YOUR GOAL
All of the data needs to be reproduced with no alterations.

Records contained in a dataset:
PR #297, opened 2021-11-30
Adjust scroll view inset correctly and release bug fix

kylebshr:
In my basic test cases I forgot that `adjustedContentInset` _includes_ the `contentInset` - so, if the keyboard height changed, or the insets changed, and the adjustment happened again, it was incorrect. We need to use `adjustedContentInset - contentInset` to determine the applied safe area insets.

Resolves https://square.slack.com/archives/CTJ4UNLHF/p1638230791044100

### DIFF
--- a/BlueprintUICommonControls/Sources/ScrollView.swift
+++ b/BlueprintUICommonControls/Sources/ScrollView.swift
@@ -357,6 +357,7 @@ fileprivate final class ScrollerWrapperView: UIView {
     private func applyContentInset(with scrollView: ScrollView) {
         let contentInset = ScrollView.calculateContentInset(
             scrollViewInsets: scrollView.contentInset,
+            contentInsets: scrollView.contentInset,
             adjustedContentInsets: self.scrollView.adjustedContentInset,
             keyboardBottomInset: bottomContentInsetAdjustmentForKeyboard,
             refreshControlState: scrollView.pullToRefreshBehavior,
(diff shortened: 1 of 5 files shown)


n8chur (approved):
Pretty sure this looks right to me!

Were you able to test this change integrated into Register in any of the reported flows where it was causing issues?

BlueprintUICommonControls/Sources/ScrollView.swift
```diff
@@ -407,21 +408,27 @@ extension ScrollView {
...
         keyboardBottomInset: CGFloat,
         refreshControlState: PullToRefreshBehavior,
         refreshControlBounds: CGRect?
     ) -> UIEdgeInsets {
         var finalContentInset = scrollViewInsets
 
+        // The safe area may not actually be applied to the scroll view depending on
+        // the content height and inset adjustment mode. We need to determine the actual applied
+        // safe area insets by subtracting the content inset from the adjusted content inset.
+        let appliedSafeAreaInset = adjustedContentInsets - contentInsets
```
kyleve, line 422: Do we also need to check the `contentInsetAdjustmentBehavior`; or is this right in all cases?

kylebshr: This should (finally) be right in all cases; since the `adjustedContentInset` will be adjusted based on the `contentInsetAdjustmentBehavior`

kylebshr:
@n8chur yep, I tested the change in register!

BlueprintUICommonControls/Sources/ScrollView.swift
kyleve: 👍 great!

OUTPUT
PR #297, opened 2021-11-30
Adjust scroll view inset correctly and release bug fix

kylebshr:
In my basic test cases I forgot that `adjustedContentInset` _includes_ the `contentInset` - so, if the keyboard height changed, or the insets changed, and the adjustment happened again, it was incorrect. We need to use `adjustedContentInset - contentInset` to determine the applied safe area insets.

Resolves https://square.slack.com/archives/CTJ4UNLHF/p1638230791044100

### DIFF
--- a/BlueprintUICommonControls/Sources/ScrollView.swift
+++ b/BlueprintUICommonControls/Sources/ScrollView.swift
@@ -357,6 +357,7 @@ fileprivate final class ScrollerWrapperView: UIView {
     private func applyContentInset(with scrollView: ScrollView) {
         let contentInset = ScrollView.calculateContentInset(
             scrollViewInsets: scrollView.contentInset,
+            contentInsets: scrollView.contentInset,
             adjustedContentInsets: self.scrollView.adjustedContentInset,
             keyboardBottomInset: bottomContentInsetAdjustmentForKeyboard,
             refreshControlState: scrollView.pullToRefreshBehavior,
(diff shortened: 1 of 5 files shown)


n8chur (approved):
Pretty sure this looks right to me!

Were you able to test this change integrated into Register in any of the reported flows where it was causing issues?

BlueprintUICommonControls/Sources/ScrollView.swift
```diff
@@ -407,21 +408,27 @@ extension ScrollView {
...
         keyboardBottomInset: CGFloat,
         refreshControlState: PullToRefreshBehavior,
         refreshControlBounds: CGRect?
     ) -> UIEdgeInsets {
         var finalContentInset = scrollViewInsets
 
+        // The safe area may not actually be applied to the scroll view depending on
+        // the content height and inset adjustment mode. We need to determine the actual applied
+        // safe area insets by subtracting the content inset from the adjusted content inset.
+        let appliedSafeAreaInset = adjustedContentInsets - contentInsets
```
kyleve, line 422: Do we also need to check the `contentInsetAdjustmentBehavior`; or is this right in all cases?

kylebshr: This should (finally) be right in all cases; since the `adjustedContentInset` will be adjusted based on the `contentInsetAdjustmentBehavior`

kylebshr:
@n8chur yep, I tested the change in register!

BlueprintUICommonControls/Sources/ScrollView.swift
kyleve: 👍 great!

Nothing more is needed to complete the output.